## EXERCISE DESCRIPTION
Please give the records below back in full, exactly as shown.

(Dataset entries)
§

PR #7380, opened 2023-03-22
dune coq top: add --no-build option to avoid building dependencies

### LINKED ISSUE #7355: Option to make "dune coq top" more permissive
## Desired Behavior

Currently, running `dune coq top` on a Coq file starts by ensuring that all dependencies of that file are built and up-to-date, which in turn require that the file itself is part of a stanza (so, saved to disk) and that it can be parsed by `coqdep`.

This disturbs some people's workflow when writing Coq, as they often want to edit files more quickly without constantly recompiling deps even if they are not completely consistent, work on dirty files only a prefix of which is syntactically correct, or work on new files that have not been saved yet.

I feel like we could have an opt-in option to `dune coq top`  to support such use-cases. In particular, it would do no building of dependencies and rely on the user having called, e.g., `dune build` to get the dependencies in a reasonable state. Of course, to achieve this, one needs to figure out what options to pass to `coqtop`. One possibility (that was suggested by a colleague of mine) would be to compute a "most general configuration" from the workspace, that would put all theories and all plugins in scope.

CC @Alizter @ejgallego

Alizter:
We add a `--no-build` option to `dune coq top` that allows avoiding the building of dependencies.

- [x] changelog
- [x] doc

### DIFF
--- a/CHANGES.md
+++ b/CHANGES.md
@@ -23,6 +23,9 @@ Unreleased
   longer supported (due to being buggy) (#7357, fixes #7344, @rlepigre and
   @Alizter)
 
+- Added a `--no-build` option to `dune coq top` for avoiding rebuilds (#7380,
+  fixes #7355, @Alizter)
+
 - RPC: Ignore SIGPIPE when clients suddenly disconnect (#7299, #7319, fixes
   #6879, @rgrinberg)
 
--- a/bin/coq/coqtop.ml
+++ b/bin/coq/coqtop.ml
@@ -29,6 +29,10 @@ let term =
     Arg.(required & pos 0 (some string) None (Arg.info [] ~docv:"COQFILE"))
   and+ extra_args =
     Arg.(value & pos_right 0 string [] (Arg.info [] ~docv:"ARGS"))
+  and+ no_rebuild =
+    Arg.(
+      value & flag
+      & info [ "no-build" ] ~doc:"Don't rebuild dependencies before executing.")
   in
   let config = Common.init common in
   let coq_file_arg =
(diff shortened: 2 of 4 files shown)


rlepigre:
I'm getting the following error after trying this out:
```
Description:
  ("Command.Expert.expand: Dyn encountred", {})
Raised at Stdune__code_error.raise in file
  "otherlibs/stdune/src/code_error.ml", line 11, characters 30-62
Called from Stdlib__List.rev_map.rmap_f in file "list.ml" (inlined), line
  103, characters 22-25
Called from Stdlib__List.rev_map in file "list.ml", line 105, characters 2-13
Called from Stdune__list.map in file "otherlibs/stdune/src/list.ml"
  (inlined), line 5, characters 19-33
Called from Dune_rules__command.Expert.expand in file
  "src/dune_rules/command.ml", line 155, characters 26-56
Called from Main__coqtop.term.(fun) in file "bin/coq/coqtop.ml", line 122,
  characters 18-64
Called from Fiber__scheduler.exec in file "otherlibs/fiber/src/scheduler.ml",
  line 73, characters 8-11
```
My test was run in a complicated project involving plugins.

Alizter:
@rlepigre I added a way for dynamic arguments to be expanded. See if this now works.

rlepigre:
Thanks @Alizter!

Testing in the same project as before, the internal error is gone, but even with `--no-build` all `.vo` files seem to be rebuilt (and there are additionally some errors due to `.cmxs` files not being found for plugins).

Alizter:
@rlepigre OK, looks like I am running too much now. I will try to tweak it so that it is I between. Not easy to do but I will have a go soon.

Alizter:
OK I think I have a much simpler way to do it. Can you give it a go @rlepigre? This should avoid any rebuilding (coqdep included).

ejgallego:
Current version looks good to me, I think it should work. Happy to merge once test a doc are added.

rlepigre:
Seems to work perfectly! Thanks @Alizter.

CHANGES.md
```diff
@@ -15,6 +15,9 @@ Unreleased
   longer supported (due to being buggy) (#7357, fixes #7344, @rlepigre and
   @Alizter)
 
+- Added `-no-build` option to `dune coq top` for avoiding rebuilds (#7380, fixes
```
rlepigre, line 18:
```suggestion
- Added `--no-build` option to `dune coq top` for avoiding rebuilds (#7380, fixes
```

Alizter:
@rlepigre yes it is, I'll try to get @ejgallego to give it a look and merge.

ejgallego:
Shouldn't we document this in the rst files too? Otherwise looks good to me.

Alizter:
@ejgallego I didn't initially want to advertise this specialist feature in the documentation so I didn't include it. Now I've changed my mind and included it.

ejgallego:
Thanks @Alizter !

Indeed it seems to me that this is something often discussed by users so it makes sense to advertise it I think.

§

## RESULT OF THIS TASK
PR #7380, opened 2023-03-22
dune coq top: add --no-build option to avoid building dependencies

### LINKED ISSUE #7355: Option to make "dune coq top" more permissive
## Desired Behavior

Currently, running `dune coq top` on a Coq file starts by ensuring that all dependencies of that file are built and up-to-date, which in turn require that the file itself is part of a stanza (so, saved to disk) and that it can be parsed by `coqdep`.

This disturbs some people's workflow when writing Coq, as they often want to edit files more quickly without constantly recompiling deps even if they are not completely consistent, work on dirty files only a prefix of which is syntactically correct, or work on new files that have not been saved yet.

I feel like we could have an opt-in option to `dune coq top`  to support such use-cases. In particular, it would do no building of dependencies and rely on the user having called, e.g., `dune build` to get the dependencies in a reasonable state. Of course, to achieve this, one needs to figure out what options to pass to `coqtop`. One possibility (that was suggested by a colleague of mine) would be to compute a "most general configuration" from the workspace, that would put all theories and all plugins in scope.

CC @Alizter @ejgallego

Alizter:
We add a `--no-build` option to `dune coq top` that allows avoiding the building of dependencies.

- [x] changelog
- [x] doc

### DIFF
--- a/CHANGES.md
+++ b/CHANGES.md
@@ -23,6 +23,9 @@ Unreleased
   longer supported (due to being buggy) (#7357, fixes #7344, @rlepigre and
   @Alizter)
 
+- Added a `--no-build` option to `dune coq top` for avoiding rebuilds (#7380,
+  fixes #7355, @Alizter)
+
 - RPC: Ignore SIGPIPE when clients suddenly disconnect (#7299, #7319, fixes
   #6879, @rgrinberg)
 
--- a/bin/coq/coqtop.ml
+++ b/bin/coq/coqtop.ml
@@ -29,6 +29,10 @@ let term =
     Arg.(required & pos 0 (some string) None (Arg.info [] ~docv:"COQFILE"))
   and+ extra_args =
     Arg.(value & pos_right 0 string [] (Arg.info [] ~docv:"ARGS"))
+  and+ no_rebuild =
+    Arg.(
+      value & flag
+      & info [ "no-build" ] ~doc:"Don't rebuild dependencies before executing.")
   in
   let config = Common.init common in
   let coq_file_arg =
(diff shortened: 2 of 4 files shown)


rlepigre:
I'm getting the following error after trying this out:
```
Description:
  ("Command.Expert.expand: Dyn encountred", {})
Raised at Stdune__code_error.raise in file
  "otherlibs/stdune/src/code_error.ml", line 11, characters 30-62
Called from Stdlib__List.rev_map.rmap_f in file "list.ml" (inlined), line
  103, characters 22-25
Called from Stdlib__List.rev_map in file "list.ml", line 105, characters 2-13
Called from Stdune__list.map in file "otherlibs/stdune/src/list.ml"
  (inlined), line 5, characters 19-33
Called from Dune_rules__command.Expert.expand in file
  "src/dune_rules/command.ml", line 155, characters 26-56
Called from Main__coqtop.term.(fun) in file "bin/coq/coqtop.ml", line 122,
  characters 18-64
Called from Fiber__scheduler.exec in file "otherlibs/fiber/src/scheduler.ml",
  line 73, characters 8-11
```
My test was run in a complicated project involving plugins.

Alizter:
@rlepigre I added a way for dynamic arguments to be expanded. See if this now works.

rlepigre:
Thanks @Alizter!

Testing in the same project as before, the internal error is gone, but even with `--no-build` all `.vo` files seem to be rebuilt (and there are additionally some errors due to `.cmxs` files not being found for plugins).

Alizter:
@rlepigre OK, looks like I am running too much now. I will try to tweak it so that it is I between. Not easy to do but I will have a go soon.

Alizter:
OK I think I have a much simpler way to do it. Can you give it a go @rlepigre? This should avoid any rebuilding (coqdep included).

ejgallego:
Current version looks good to me, I think it should work. Happy to merge once test a doc are added.

rlepigre:
Seems to work perfectly! Thanks @Alizter.

CHANGES.md
```diff
@@ -15,6 +15,9 @@ Unreleased
   longer supported (due to being buggy) (#7357, fixes #7344, @rlepigre and
   @Alizter)
 
+- Added `-no-build` option to `dune coq top` for avoiding rebuilds (#7380, fixes
```
rlepigre, line 18:
```suggestion
- Added `--no-build` option to `dune coq top` for avoiding rebuilds (#7380, fixes
```

Alizter:
@rlepigre yes it is, I'll try to get @ejgallego to give it a look and merge.

ejgallego:
Shouldn't we document this in the rst files too? Otherwise looks good to me.

Alizter:
@ejgallego I didn't initially want to advertise this specialist feature in the documentation so I didn't include it. Now I've changed my mind and included it.

ejgallego:
Thanks @Alizter !

Indeed it seems to me that this is something often discussed by users so it makes sense to advertise it I think.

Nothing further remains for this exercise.